For each category (coding, general), a composite score is calculated:

composite = (quality * 0.45) + (tokens_per_sec / ceiling, capped 1.0) * 0.30
          + (1 - ttft_ms / 5000, floored 0) * 0.25

Where:

  • quality — 0.0–1.0 from heuristic checks per test type (see CLAUDE.md for weights)
  • tokens_per_sec — averaged across all test responses; normalized against benchmark_toks_norm_ceiling (default 40)
  • ttft_ms — latency test response time in milliseconds

Classification Rule

A model is classified as coding if:

coding_composite - general_composite >= benchmark_coding_threshold   # default 0.10

Name-pattern heuristics (coder, codestral, codellama, starcoder) apply as a tiebreaker. Category can also be forced with model_category_overrides in group_vars/all.yml.

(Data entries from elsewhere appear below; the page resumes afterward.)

PR #22, opened 2025-02-13
SQL-2619: Implement SELECT DISTINCT

bucaojit:


errors.md
```diff
@@ -46,7 +46,6 @@ The following errors occur when something goes wrong while converting the SQL qu
 |---------------------------|--------------------------------------------------------------------------------------------------------------------------------------------------------------------------------------------------------------|
 | [Error 3002](#error-3002) | A SELECT list with multiple values cannot contain a non-namespaced `*` (i.e., `SELECT a, *, b FROM myTable` is not supported). A non-namespaced `*` must be used by itself.                                  |
 | [Error 3004](#error-3004) | The array data source contains an identifier. Array data sources must be constant.                                                                                                                           |
-| [Error 3005](#error-3005) | SELECT DISTINCT is not allowed.                                                                                                                                                                              |
```
mattChiaravalloti, line 49: Good catch updating this! It reminded me to do the same on #21. There is also a longer description of the error down on line 222 we should remove.

tests/spec_tests/query_tests/distinct.yml
mattChiaravalloti, line 1: Nice. I think it's a good idea making this a separate file. Do you envision doing the distinct `UNION` tests in this file, too?

tests/spec_tests/query_tests/distinct.yml
```diff
@@ -0,0 +1,132 @@
...
+        "required": ["_id", "a", "b"],
+        "additionalProperties": false,
+        "properties": {
+          "_id":   { "bsonType": "int" },
+          "a":     { "bsonType": "int" },
+          "b":     { "bsonType": "int" },
+          "c": {
+            "anyOf": [
+              { "bsonType": "bool" },
+              { "bsonType": "null" }
```
mattChiaravalloti, line 38: I'm glad to see this works without the need for `!!str`. I thought that was still a requirement but it appears not!

tests/spec_tests/query_tests/distinct.yml
```diff
@@ -0,0 +1,132 @@
...
+  {
+    "db": {
+      "foo": {
+        "bsonType": "object",
+        "required": ["_id", "a", "b"],
+        "additionalProperties": false,
+        "properties": {
+          "_id":   { "bsonType": "int" },
+          "a":     { "bsonType": "int" },
+          "b":     { "bsonType": "int" },
```
mattChiaravalloti, line 34: I like this formatting a lot 💯

tests/spec_tests/query_tests/distinct.yml
```diff
@@ -0,0 +1,132 @@
...
+            "bsonType": "array",
+            "items": { "bsonType": "int" }
+          }
+        }
+      }
+    }
+  }
+
+tests:
+  - description: "SELECT DISTINCT * from distinct ensures unique rows for entire document"
```
mattChiaravalloti, line 84:
```suggestion
  - description: "SELECT DISTINCT * ensures unique rows for entire document"
```
What does "from distinct" mean here? I think the test description works when we drop those words, but open to adding them back in some way if you had something specific in mind.

tests/spec_tests/query_tests/distinct.yml
```diff
@@ -0,0 +1,132 @@
...
+          "c": {
+            "anyOf": [
+              { "bsonType": "bool" },
+              { "bsonType": "null" }
+            ]
+          },
+          "d": {
+            "anyOf": [
+              { "bsonType": "string" },
+              { "bsonType": "null" }
```
mattChiaravalloti, line 44: I don't think we need to say `c` and `d` are possibly `null` since we don't have any data to reflect that. By omitting them from `required`, we already indicate they may be `missing`. Is there a reason you included this in the schema for these fields?

tests/spec_tests/query_tests/distinct.yml
```diff
@@ -0,0 +1,132 @@
...
+      - { 'foo': { "_id": 3, "a": 2, "b": 2 } }
+      - { 'foo': { "_id": 4, "a": 1, "b": 2 } }
+      - { 'foo': { "_id": 5, "a": 2, "b": 2, "c": true, "d": "a", "e": null } }
+      - { 'foo': { "_id": 6, "a": 2, "b": 2, "c": true, "d": "a", "e": null } }
+
+  - description: "SELECT DISTINCT * on derived table omitting _id selects unique rows"
+    query: |
+      SELECT DISTINCT *
+      FROM (
+        SELECT a, b, c
```
mattChiaravalloti, line 98: This comment just contains a few musings about the implications of how we support distinct -- no action is required as a result of this comment.

That's funny that we actually can't quite demonstrate that `{a: 1, b: 1}` is distinct from `{b: 1, a: 1}` via `SELECT DISTINCT *`. `*` will always include an `_id` that is unique, and a derived table will always specify the same order... I suppose we could make a view that doesn't include an `_id` but this test framework isn't set up to support that so I'm not sure it's worth it right now.

Also, now that I'm thinking about it, it's kinda weird that MongoSQL will declare those two as distinct but any BI tool would display them as essentially equivalent 💀 not sure if that's something we'll need to worry about though, given the constraints of the previous paragraph. It'll really only be a thing if people try to do `SELECT DISTINCT *` from views that don't produce unique fields in every document.

mongosql/src/algebrizer/definitions.rs
```diff
@@ -904,32 +953,89 @@ impl<'a> Algebrizer<'a> {
...
-            // All normal Expressions will be mapped as Datasource Bottom, and all Substars will be mapped
-            // as their name as a Datasource.
-            ast::SelectBody::Values(exprs) => {
-                self.algebrize_select_values_body(exprs, source, is_add_fields)
-            }
         }
     }
 
+    fn build_distinct_star_project_stage(&self, source: mir::Stage) -> Result<mir::Stage> {
+        source.schema(&self.schema_inference_state())?;
```
mattChiaravalloti, line 990: Is this a typo? We immediately do this again on line 992.

mongosql/src/algebrizer/definitions.rs
```diff
@@ -904,32 +953,89 @@ impl<'a> Algebrizer<'a> {
...
+            })
+            .collect::<Vec<(String, Key)>>();
+
+        let (table_name, _) = ds_names.remove(0);
+        let group_stage = mir::Stage::Group(mir::Group {
+            source: Box::new(source),
+            keys: vec![OptionallyAliasedExpr::Aliased(AliasedExpr {
+                alias: table_name.clone(),
+                expr: Expression::Reference(ReferenceExpr {
+                    key: Key::named(table_name.as_str(), self.scope_level),
```
mattChiaravalloti, line 1008: Shouldn't we be using the `key` from line 997 here?

mongosql/src/algebrizer/definitions.rs
```diff
@@ -904,32 +953,89 @@ impl<'a> Algebrizer<'a> {
...
+        let mut ds_names = source_result_set
+            .schema_env
+            .keys()
+            .filter_map(|key| match &key.datasource {
+                DatasourceName::Named(n) => Some((n.clone(), key.clone())),
+                DatasourceName::Bottom => None,
+            })
+            .collect::<Vec<(String, Key)>>();
+
+        let (table_name, _) = ds_names.remove(0);
```
mattChiaravalloti, line 1002: Why are we only including the first one? What if the source was a join? Shouldn't we group on all datasources as group keys?

mongosql/src/algebrizer/definitions.rs
```diff
@@ -904,32 +953,89 @@ impl<'a> Algebrizer<'a> {
...
+    fn build_distinct_star_project_stage(&self, source: mir::Stage) -> Result<mir::Stage> {
+        source.schema(&self.schema_inference_state())?;
+
+        let source_result_set = source.schema(&self.schema_inference_state())?;
+        let mut ds_names = source_result_set
+            .schema_env
+            .keys()
+            .filter_map(|key| match &key.datasource {
+                DatasourceName::Named(n) => Some((n.clone(), key.clone())),
+                DatasourceName::Bottom => None,
```
mattChiaravalloti, line 998: Why are we ignoring the Bottom datasource? I think I agree it is not possible for the source of a SELECT to produce one but I'm not sure silently ignoring it is the right move.

mongosql/src/algebrizer/definitions.rs
```diff
@@ -475,14 +477,61 @@ impl<'a> Algebrizer<'a> {
...
+
+    fn build_distinct_values_group_stage(
+        project_tuple: &BindingTuple<Expression>,
+        source_stage: mir::Stage,
+        scope_level: u16,
+    ) -> mir::Stage {
+        let mut group_keys: Vec<OptionallyAliasedExpr> = Vec::new();
+
+        for (key, expr) in project_tuple.iter() {
+            if key.datasource == DatasourceName::Bottom && key.scope == scope_level {
```
mattChiaravalloti, line 508: I think checking the scope is correct -- we can try some unit or e2e tests that use `SELECT DISTINCT` in subquery contexts to test that -- but I'm not convinced we should only be considering the `Bottom` datasource.

Consider `SELECT DISTINCT VALUES foo.*, bar.* FROM foo JOIN bar`. There is no `Bottom` datasource in that query. Instead, there are 2 `Named` datasources that we should use as the group keys.

mongosql/src/algebrizer/definitions.rs
```diff
@@ -475,14 +477,61 @@ impl<'a> Algebrizer<'a> {
...
+                                key: key.clone(),
+                            })),
+                            field: field_name.to_string(),
+                            is_nullable: field_expr.is_nullable(),
+                        });
+                        let group_key = OptionallyAliasedExpr::Aliased(AliasedExpr {
+                            alias: alias.clone(),
+                            expr: group_key_expr,
+                        });
+                        group_keys.push(group_key);
```
mattChiaravalloti, line 523: We shouldn't need to depend on the `expr` being a document and we shouldn't need to group by the individual fields. Again, consider my example above, `SELECT DISTINCT VALUES foo.*, bar.* FROM foo JOIN bar`. That should translate roughly to something like:
```
[
  { $project: { _id: 0, foo: "$$ROOT" }},
  { $join: { collection: "bar", join_type: "inner", pipeline: [{ $project: { _id: 0, bar: "$$ROOT" } }] } },
  { $project: { _id: 0, foo: "$foo", bar: "$bar" } },
  { $group: { _id: {foo: "$foo", bar: "$bar" } } },
  { $project: { _id: 0, foo: "$_id.foo", bar: "$_id.bar" } }
]
```
I'm not sure this code will do that since it depends on finding `Bottom` and the `expr` being a `Document`.

Generally, I believe the group keys should just be the datasources themselves!

mongosql/src/algebrizer/definitions.rs
```diff
@@ -475,14 +477,61 @@ impl<'a> Algebrizer<'a> {
...
-        Ok(stage)
+        project_stage.schema(&self.schema_inference_state())?;
+        Ok(if is_distinct {
+            let group_stage = Self::build_distinct_values_group_stage(
+                &expression,
+                project_stage,
+                self.scope_level,
+            );
+            group_stage.schema(&self.schema_inference_state())?;
+            group_stage
```
mattChiaravalloti, line 494: Aren't we supposed to follow-up the `$group` stage with a `$project` that removes the `_id` and projects the original datasources?

mattChiaravalloti (changes requested):
Some initial thoughts! I had already left some comments on the spec tests before realizing you only wanted me to focus on the algebrizer changes. Since they were already written, I left them in. I think this is definitely on the right track, but there are some places where we need to loosen conditions and handle more general cases. The testing is spot on! Happy to discuss more if needed.

tests/spec_tests/query_tests/distinct.yml
bucaojit: Oh, I had the collection originally named `distinct` but even that's unnecessary to have here, I'll update it.

mongosql/src/algebrizer/definitions.rs
bucaojit: It is, I removed it 👍

mongosql/src/algebrizer/definitions.rs
bucaojit: I updated this part a bit, I think it's now using the right key.

mongosql/src/algebrizer/definitions.rs
bucaojit: I added some code to take into account the bottom datasource.  Let me know if it's handled correctly.

mongosql/src/algebrizer/definitions.rs
bucaojit: This was super helpful.  I ran the query and it didn't work the way it was implemented.  I changed the logic to use the datasources for the group keys.  I also added a test that has a nested subquery.

mongosql/src/algebrizer/definitions.rs
bucaojit: I added the `$project` to get the original datasources.

mongosql/src/algebrizer/definitions.rs
bucaojit: I made the changes that should address this.  There are still some areas I'm not completely sure about such as adding the `BOTTOM_ALIAS`, and how to set is_nullable.  I'll look into it a bit more but might have to ask you for help tomorrow.

mongosql/src/algebrizer/definitions.rs
```diff
@@ -475,14 +478,105 @@ impl<'a> Algebrizer<'a> {
...
+        let mut project_expressions = BindingTuple::new();
+        for datasource_alias in datasource_aliases {
+            project_expressions.insert(
+                Key::named(datasource_alias.as_str(), scope_level),
+                Expression::FieldAccess(FieldAccess {
+                    expr: Box::new(Expression::Reference(ReferenceExpr {
+                        key: Key::bot(scope_level).clone(),
+                    })),
+                    field: datasource_alias.clone(),
+                    is_nullable: false,
```
bucaojit, line 553: Setting this to false at the moment, I'll continue working on setting this programmatically.

mongosql/src/algebrizer/definitions.rs
```diff
@@ -904,30 +998,126 @@ impl<'a> Algebrizer<'a> {
...
+            .collect();
+
+        if let Some(bottom_key) = &bottom {
+            group_keys.push(OptionallyAliasedExpr::Aliased(AliasedExpr {
+                alias: BOTTOM_ALIAS.to_string(),
+                expr: Expression::Reference(ReferenceExpr {
+                    key: bottom_key.clone(),
+                }),
+            }));
+        }
```
mattChiaravalloti, line 1073:
```suggestion
        let mut datasource_counter = 0;
        let mut datasources = Vec::new();

        // Identify data sources from the result set schema
        for key in source_result_set.schema_env.keys() {
            if key.scope == self.scope_level {
                let group_key_name = format!("__groupKey{datasource_count}");
                datasources.push((group_key_name, key.clone());
                datasource_counter++;
            }
        }

        let mut group_keys: Vec<OptionallyAliasedExpr> = datasource_names
            .iter()
            .map(|(group_key_name, key)| {
                OptionallyAliasedExpr::Aliased(AliasedExpr {
                    alias: group_key_name.clone(),
                    expr: Expression::Reference(ReferenceExpr { key: key.clone() }),
                })
            })
            .collect();
```
Heads up: this is a big comment that includes 2 major points. First, it covers why `Bottom` should not be treated specially. Then, it talks about scope-level. Sorry it's one big thread. I was writing it as two threads but realized both of these changes touch the same spot so I combined.

### Bottom
I don't think we need to, or even should, treat `Bottom` specially in this implementation. The names we use for the group keys are totally up to us. While it's nice to use the datasource names themselves in most cases, it's a bit risky. Consider a query that has a user-provided datasource called `__bot`! We'd have a conflict since we're using a hardcoded `BOTTOM_ALIAS` here.

This could happen for a query like `SELECT DISTINCT {'a': a}, "__bot".* FROM "__bot"`; the results would look like `{'': {a: ...}, '__bot': { ... }}` where the empty key is actually representing the `Bottom` datasource and the `"__bot"` key represents the `Named("__bot")` datasource!

Given this example, that's why I proposed using a naming pattern like `__groupKeyX` and simply mapping that generated name to the datasource key from the `schema_env`.

### Scope level
We also need to be wary of `scope` here. Particularly because it is possible for the `schema_env` to include correlated datasources that are not actually outputted by the `source` stage. Here's an example I have in mind
```
SELECT (SELECT DISTINCT * FROM inner LIMIT 1) AS s FROM outer
```
(assumer `inner` has schema info indicating it has exactly 1 field, so the degree of the subquery is guaranteed to be 1.)

When we're algebrizing the `SubqueryExpr` in this query, we'll have the `(outer, 0)` datasource in our `schema_env`. In particular, when algebrizing the `SELECT DISTINCT *` clause in the subquery, the `source` will be the `FROM inner` clause. The `schema_env` being outputted from `FROM inner` will include not only `(inner, 1)` but also `(outer, 0)`. We _don't_ want to group by both of those datasources, we only want to group by the `inner` datasource since we're only looking for distinct results on the inner query.

Given this example, that's why I proposed using the `if key.scope == self.scope_level` conditional in the for loop to determine if a datasource from the env should be considered for grouping.

mongosql/src/algebrizer/definitions.rs
```diff
@@ -904,30 +998,126 @@ impl<'a> Algebrizer<'a> {
...
+                },
+                Expression::FieldAccess(FieldAccess {
+                    expr: Box::new(Expression::Reference(ReferenceExpr {
+                        key: Key::bot(self.scope_level),
+                    })),
+                    field: BOTTOM_ALIAS.to_string(),
+                    is_nullable: false,
+                }),
+            );
+        }
```
mattChiaravalloti, line 1112:
```suggestion
        for (group_key_name, key) in &datasources {
            expression.insert(
                key.clone(), // given the way naming works, we need to use the same key!
                Expression::FieldAccess(FieldAccess {
                    expr: Box::new(Expression::Reference(ReferenceExpr {
                        key: Key::bot(self.scope_level),
                    })),
                    field: group_key_name.clone().to_string(),
                    is_nullable: false,
                }),
            );
        }
```
Consequent change based on the proposal above.

mongosql/src/algebrizer/definitions.rs
```diff
@@ -475,14 +478,105 @@ impl<'a> Algebrizer<'a> {
...
-            expression,
+            expression: expression.clone(),
             is_add_fields,
             cache: SchemaCache::new(),
         });
-        stage.schema(&self.schema_inference_state())?;
-        Ok(stage)
+        project_stage.schema(&self.schema_inference_state())?;
+        Ok(if is_distinct {
+            let group_stage = Self::build_distinct_values_group_and_project_stage(
```
mattChiaravalloti, line 489: [nit] this will be a `Project` stage with a `Group` source so the name `group_stage` is outdated. Maybe we could call this variable `distinct_stages` or something like that?

mongosql/src/algebrizer/definitions.rs
```diff
@@ -475,14 +478,105 @@ impl<'a> Algebrizer<'a> {
...
+        scope_level: u16,
+        datasources: BTreeSet<Key>,
+    ) -> mir::Stage {
+        let mut group_keys = Vec::new();
+        let mut bottom: Option<AliasedExpr> = None;
+        let mut datasource_aliases = Vec::new();
+
+        // Identify data sources and build group keys for deduplication
+        for key in datasources.iter() {
+            if key.scope == scope_level {
```
mattChiaravalloti, line 512: As opposed to the `*` case below, in this case we know that `datasources` is exactly the set of datasource bindings being output from the `source` so we actually can safely ignore this `scope_level` check!

mongosql/src/algebrizer/definitions.rs
```diff
@@ -475,14 +478,105 @@ impl<'a> Algebrizer<'a> {
...
+                            alias: name.clone(),
+                            expr: Expression::Reference(ReferenceExpr { key: key.clone() }),
+                        }));
+                        datasource_aliases.push(name.clone());
+                    }
+                    DatasourceName::Bottom => {
+                        bottom = Some(AliasedExpr {
+                            alias: BOTTOM_ALIAS.to_string(),
+                            expr: Expression::Reference(ReferenceExpr { key: key.clone() }),
+                        });
```
mattChiaravalloti, line 525: Similar to what I said for the `*` case, we should (1) not special case `Bottom` and (2) use some other pattern for creating group key names since we're free to use whatever we want as long as we avoid naming collisions -- again, using datasource names _could_ result in a collision with `Bottom` in rare circumstances.

mongosql/src/algebrizer/definitions.rs
mattChiaravalloti: I suppose the only way this could be nullable is if the result set coming into the `SELECT DISTINCT` clause is empty. If it is, inevitably this field will be "missing". However, strictly speaking, the result set would therefore be empty so what does the result set schema even represent at that point? I guess we can't statically know it is empty... I think setting this `true` might be the safest bet since we may never be able to statically determine the appropriate value 🤔 Let's spend more time thinking about this for sure.

mattChiaravalloti (changes requested):
This is shaping up excellently. Thank you for sorting through all of this, it's clearly much more complicated than we initially thought during design time 😓 I think you nailed the essence of what the implementation needs to be. I detailed 2 correctness issues that ultimately reduce the size of the implementation. See the comments below. The big comment is on the `SELECT *` case but it applies to `SELECT VALUE(S)` as well! Let me know if you want to discuss tomorrow.

tests/spec_tests/query_tests/distinct.yml
```diff
@@ -0,0 +1,154 @@
...
+      - { 'foo': { "_id": 2, "a": 1, "b": 2 }, 'bar': { "_id": 2, "a": 2, "b": 2 } }
+      - { 'foo': { "_id": 3, "a": 2, "b": 2 }, 'bar': { "_id": 3, "a": 2, "b": 2 } }
+      - { 'foo': { "_id": 4, "a": 1, "b": 2 }, 'bar': { "_id": 4, "a": 2, "b": 1 } }
+
+  - description: "SELECT DISTINCT specific columns from joined tables"
+    query: "SELECT DISTINCT foo.a, bar.b FROM db.foo, db.bar WHERE foo._id = bar._id"
+    result:
+      - { '': { "a": 1, "b": 1 } }
+      - { '': { "a": 2, "b": 2 } }
+      - { '': { "a": 2, "b": 4 } }
```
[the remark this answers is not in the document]
bucaojit: That's a good catch.  I missed that I had switched the order of the keys as an additional test and saw `      - { _id: 4, b: 2, a: 1 }` as b:1.  But it looks like uncovered an issue how the test runner checks the expected vs actual results since it marked it as correct.  I have a fix for the issue, I'll open a separate ticket for that. 
I corrected the results here and another one where I had b:1 in `SELECT DISTINCT * on joined tables unique rows for entire document`

mongosql/src/algebrizer/definitions.rs
bucaojit: Thank you so much for that!  I was having trouble trying to figure out the groupkey name was the way to go and how to handle bottom.  This explains it very clearly how to handle them.  And the scope explanation was helpful as well, I added the check here as proposed.

mongosql/src/algebrizer/definitions.rs
bucaojit: That works, I renamed it to `distinct_stages`.

mongosql/src/algebrizer/definitions.rs
bucaojit: Okay, I added a similar logic here as with the `*` case.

Thresholds and Configuration

All thresholds are configurable in inventory/group_vars/all.yml:

Key Default Description
benchmark_thresholds.min_tokens_per_sec 5.0 Minimum tok/sec to be slot-eligible
benchmark_thresholds.min_quality_score 0.6 Minimum quality score to be slot-eligible
benchmark_thresholds.min_composite_score 0.55 Minimum composite to avoid threshold warning
benchmark_toks_norm_ceiling 40 tok/sec ceiling for normalization (dual-socket target)
benchmark_coding_threshold 0.10 coding-general composite delta for classification
benchmark_small_max_gb 10 Runtime RAM upper bound for small pass (GB)
benchmark_medium_max_gb 15 Runtime RAM upper bound for medium pass (GB)
benchmark_size_overhead_factor 1.2 Multiplier applied to ollama list disk sizes to estimate runtime RAM
benchmark_small_timeout 300 Per-request timeout for small models (seconds)
benchmark_medium_timeout 900 Per-request timeout for medium models (seconds)
benchmark_large_timeout 1200 Per-request timeout for large models (seconds)
benchmark_skip_aliases see below Modelfile aliases excluded from benchmark loop

Default benchmark_skip_aliases:

- coder-128k
- coder-32k
- coder-rotate
- llama-family
- gemma-family

Output Format

Benchmark Report

Each run produces benchmarks/results/benchmark_<timestamp>.md. The slot table now covers all 6 slots across both NUMA instances:

| Slot | Socket              | Role            | Model                     | Composite |
|------|---------------------|-----------------|---------------------------|-----------|
| 1    | Node 1 (port 11434) | General (locked)| llama3.1:8b               | 0.74      |
| 2    | Node 1 (port 11434) | General (locked)| mistral:latest            | 0.71      |
| 5    | Node 1 (port 11434) | General (rotate)| llama3.2:3b               | 0.63      |
| 3    | Node 0 (port 11435) | Coding (locked) | deepseek-coder-v2:16b     | 0.82      |
| 4    | Node 0 (port 11435) | Coding (locked) | qwen2.5-coder:7b          | 0.78      |
| 6    | Node 0 (port 11435) | Coding (rotate) | codegemma:7b              | 0.69      |

model_selection.json

Results are written to benchmarks/results/model_selection.json:

{
  "slot1_general": "llama3.1:8b",
  "slot2_general": "mistral:latest",
  "slot5_general_rotate": "llama3.2:3b",
  "slot3_coding": "deepseek-coder-v2:16b",
  "slot4_coding": "qwen2.5-coder:7b",
  "slot6_coding_rotate": "codegemma:7b",
  "general_ranking": [...],
  "coding_ranking": [...],
  "all_metrics": { ... }
}

This file is read by 04_models.yml to decide what to pull and warm up. It is committed to the repo so slot selections survive a clean checkout.